PR #21881, opened 2023-08-15
Autograd grad

somaia02:
For task: https://trello.com/c/6eTBz5Rs/1549-implement-torchautogradgrad-in-the-torch-frontend
Approach:
* Use decorator for torch frontend functions to store, in the output, the function and its inputs
* In autograd.grad wrap all functions from input to output in a single function
* Use ivy.jac to compute jacobians for the function
* Multiply jacobians with grad_outputs to get the final gradients

I'm facing a problem with Paddle backend that I can't figure out. When the input is used more than once in the computations, Paddle returns the gradients as if it was used only once. Here is an example.
```python
import ivy
ivy.set_backend("paddle")

x=torch.tensor(1., requires_grad=True)
y = 2*x
z = y+x
g=torch.autograd.grad(z,x)
print(g)
# Prints: 2
# Expected: 3
```

All the tests are failing now after I pulled the latest changes. But that's probably unrelated. Only paddle was failing before I pulled the changes. So I hope it's okay if we can focus first on the problem with paddle and deal with the tests later.


ivy-leaves:

Thank you :hugs:

vedpatwardhan (commented):
Hey @somaia02, thanks for diving into this, quite a complex aspect of the `torch` frontend. That's a great approach to support gradients similar to `torch`, probably one thing to do next is to modify the `__repr__` of the `torch.frontend.Tensor` to print the last called operation in`<>` similar to how it's done in `torch`, apart from the changes made to other functions in the frontends which seem to be unrelated to the PR, which @AnnaTz would be in a better position to comment on. Thanks!

somaia02:
The current `__repr__` returns this `return f'ivy.frontends.torch.Size([{", ".join(str(d) for d in self)}])'`
But when I use `print` I get `ivy.frontends.torch.Tensor(...)`
Does this mean `__repr__` doesn't get called when we print?

somaia02:
I removed the unrelated changes and modified the `__repr__` method. 

I kept one change that's unrelated in `function_testing`. It's just a temporary fix that I need to make the test pass. I made a separate PR here https://github.com/unifyai/ivy/pull/21314

ivy/functional/frontends/torch/func_wrapper.py
```diff
@@ -215,8 +255,6 @@ def outputs_to_frontend_arrays_torch(*args, **kwargs):
 
 
 def to_ivy_arrays_and_back(fn: Callable) -> Callable:
-    """Wrap `fn` so that input arrays are all converted to `ivy.Array` instances and
-    return arrays are all converted to `Tensor` instances."""
```
AnnaTz, line 219: Is there a specific reason you removed the docstrings? I think it's useful to have a brief explanation of what each decorator does.

AnnaTz: Other than that, everything looks good!

AnnaTz (changes requested):

ivy/functional/frontends/torch/func_wrapper.py
AnnaTz: What if you put both `"""` in separate lines?

somaia02: I skipped the pre-commit hook and finaly manged to commit. Thanks.

somaia02:
Hello @vedpatwardhan Tests are passing now. What should I do about Paddle? I tried really hard but I can't figure out what's the problem.

vedpatwardhan:
> Hello @vedpatwardhan Tests are passing now. What should I do about Paddle? I tried really hard but I can't figure out what's the problem.

Not sure about the solution for `paddle`, @MahmoudAshraf97 could you please take a look? Thanks 😄

vedpatwardhan:
ivy-gardener

MahmoudAshraf97:
Hi @vedpatwardhan and @somaia02 , after a quick investigation I fount that the problem is mostly not in `ivy.jac` implementation in the paddle backend because it returns the correct result if torch frontend is not involved
```python
import ivy
from ivy.functional.frontends.torch.autograd import (
    _get_wrapped_fn,
    to_frontend_array_and_back,
)
from ivy.functional.frontends.torch.func_wrapper import to_ivy_arrays_and_back
ivy.set_backend("paddle")


## minimal example after isolating unnecessary code in torch frontend
x = torch_frontend.tensor(1.0, requires_grad=True)
y = 2 * x
z = y + x
fn = to_ivy_arrays_and_back(ivy.jac(to_frontend_array_and_back(_get_wrapped_fn(z, x))))
print(fn(x))
# ivy.frontends.torch.Tensor(2.)


## same example in ivy functional code directly
x2 = ivy.array(1.0)
lambda_1 = lambda x: 2 * x
lambda_2 = lambda x: lambda_1(x) + x
fn_jac = ivy.jac(lambda_2)
print(fn_jac(x2))
# ivy.array(3.)
```

so my guess is that `_get_wrapped_fn` needs more investigation to see the real cause of failure in paddle backend, I quickly checked and the function returns the correct outputs for any input but returns the wrong gradients in paddle backend

somaia02:
Thanks a lot for looking into this @MahmoudAshraf97 The minimal example was very helpful. I was trying to make it more minimal and found out the issue is actually in the wrapper `to_frontend_array_and_back`. 

When we convert to torch_frontend if I  don't set `requires_grad=True` it outputs the correct results. But I need to set it to True to be able to calculate high order gradients. We will need to look into what happens when we set `requires_grad=True`

Thank you very very much for your help.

Assignment
Each entry is to be returned in full, character for character.

Solution below
PR #21881, opened 2023-08-15
Autograd grad

somaia02:
For task: https://trello.com/c/6eTBz5Rs/1549-implement-torchautogradgrad-in-the-torch-frontend
Approach:
* Use decorator for torch frontend functions to store, in the output, the function and its inputs
* In autograd.grad wrap all functions from input to output in a single function
* Use ivy.jac to compute jacobians for the function
* Multiply jacobians with grad_outputs to get the final gradients

I'm facing a problem with Paddle backend that I can't figure out. When the input is used more than once in the computations, Paddle returns the gradients as if it was used only once. Here is an example.
```python
import ivy
ivy.set_backend("paddle")

x=torch.tensor(1., requires_grad=True)
y = 2*x
z = y+x
g=torch.autograd.grad(z,x)
print(g)
# Prints: 2
# Expected: 3
```

All the tests are failing now after I pulled the latest changes. But that's probably unrelated. Only paddle was failing before I pulled the changes. So I hope it's okay if we can focus first on the problem with paddle and deal with the tests later.


ivy-leaves:

Thank you :hugs:

vedpatwardhan (commented):
Hey @somaia02, thanks for diving into this, quite a complex aspect of the `torch` frontend. That's a great approach to support gradients similar to `torch`, probably one thing to do next is to modify the `__repr__` of the `torch.frontend.Tensor` to print the last called operation in`<>` similar to how it's done in `torch`, apart from the changes made to other functions in the frontends which seem to be unrelated to the PR, which @AnnaTz would be in a better position to comment on. Thanks!

somaia02:
The current `__repr__` returns this `return f'ivy.frontends.torch.Size([{", ".join(str(d) for d in self)}])'`
But when I use `print` I get `ivy.frontends.torch.Tensor(...)`
Does this mean `__repr__` doesn't get called when we print?

somaia02:
I removed the unrelated changes and modified the `__repr__` method. 

I kept one change that's unrelated in `function_testing`. It's just a temporary fix that I need to make the test pass. I made a separate PR here https://github.com/unifyai/ivy/pull/21314

ivy/functional/frontends/torch/func_wrapper.py
```diff
@@ -215,8 +255,6 @@ def outputs_to_frontend_arrays_torch(*args, **kwargs):
 
 
 def to_ivy_arrays_and_back(fn: Callable) -> Callable:
-    """Wrap `fn` so that input arrays are all converted to `ivy.Array` instances and
-    return arrays are all converted to `Tensor` instances."""
```
AnnaTz, line 219: Is there a specific reason you removed the docstrings? I think it's useful to have a brief explanation of what each decorator does.

AnnaTz: Other than that, everything looks good!

AnnaTz (changes requested):

ivy/functional/frontends/torch/func_wrapper.py
AnnaTz: What if you put both `"""` in separate lines?

somaia02: I skipped the pre-commit hook and finaly manged to commit. Thanks.

somaia02:
Hello @vedpatwardhan Tests are passing now. What should I do about Paddle? I tried really hard but I can't figure out what's the problem.

vedpatwardhan:
> Hello @vedpatwardhan Tests are passing now. What should I do about Paddle? I tried really hard but I can't figure out what's the problem.

Not sure about the solution for `paddle`, @MahmoudAshraf97 could you please take a look? Thanks 😄

vedpatwardhan:
ivy-gardener

MahmoudAshraf97:
Hi @vedpatwardhan and @somaia02 , after a quick investigation I fount that the problem is mostly not in `ivy.jac` implementation in the paddle backend because it returns the correct result if torch frontend is not involved
```python
import ivy
from ivy.functional.frontends.torch.autograd import (
    _get_wrapped_fn,
    to_frontend_array_and_back,
)
from ivy.functional.frontends.torch.func_wrapper import to_ivy_arrays_and_back
ivy.set_backend("paddle")


## minimal example after isolating unnecessary code in torch frontend
x = torch_frontend.tensor(1.0, requires_grad=True)
y = 2 * x
z = y + x
fn = to_ivy_arrays_and_back(ivy.jac(to_frontend_array_and_back(_get_wrapped_fn(z, x))))
print(fn(x))
# ivy.frontends.torch.Tensor(2.)


## same example in ivy functional code directly
x2 = ivy.array(1.0)
lambda_1 = lambda x: 2 * x
lambda_2 = lambda x: lambda_1(x) + x
fn_jac = ivy.jac(lambda_2)
print(fn_jac(x2))
# ivy.array(3.)
```

so my guess is that `_get_wrapped_fn` needs more investigation to see the real cause of failure in paddle backend, I quickly checked and the function returns the correct outputs for any input but returns the wrong gradients in paddle backend

somaia02:
Thanks a lot for looking into this @MahmoudAshraf97 The minimal example was very helpful. I was trying to make it more minimal and found out the issue is actually in the wrapper `to_frontend_array_and_back`. 

When we convert to torch_frontend if I  don't set `requires_grad=True` it outputs the correct results. But I need to set it to True to be able to calculate high order gradients. We will need to look into what happens when we set `requires_grad=True`

Thank you very very much for your help.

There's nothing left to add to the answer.